Note that current commercial RPS19BP1 antibodies are primarily designed to detect unmodified forms of the protein , so specialized approaches may be necessary for comprehensive PTM analysis.

What are the technical challenges in optimizing RPS19BP1 antibody performance for various applications?

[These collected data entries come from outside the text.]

PR #6186, opened 2026-03-04
Move country detection from owid.io to ourworldindata.org

### LINKED ISSUE #6101: move country detection from owid.io to ourworldindata.org
Related to #6099 - during a review it was flagged that the detect country request looks suspicious. It would be better if this came under the ourworldindata domain (currently it is on owid.io) and the code be moved to the owid-grapher repo so that the code can be inspected

mlbrgl:
## Context

Closes #6101 — the detect-country request previously hit `detect-country.owid.io`, a separate Cloudflare Worker. This looked suspicious to reviewers and the code wasn't inspectable alongside the rest of the site.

Researchers face several technical challenges when optimizing RPS19BP1 antibody performance:

• Molecular Weight Discrepancy:

  • While the theoretical molecular weight of RPS19BP1 is ~15 kDa, it is often observed at ~20 kDa in Western blots

  • This discrepancy may be due to post-translational modifications or different isoforms

  • Researchers should validate antibody specificity using positive controls and knockdown experiments

• Antibody Specificity:

  • Ensure specificity by using appropriate blocking agents and controls

  • Validation methods should include:

    • Testing in multiple cell lines with known RPS19BP1 expression

    • Confirming subcellular localization (nucleolar)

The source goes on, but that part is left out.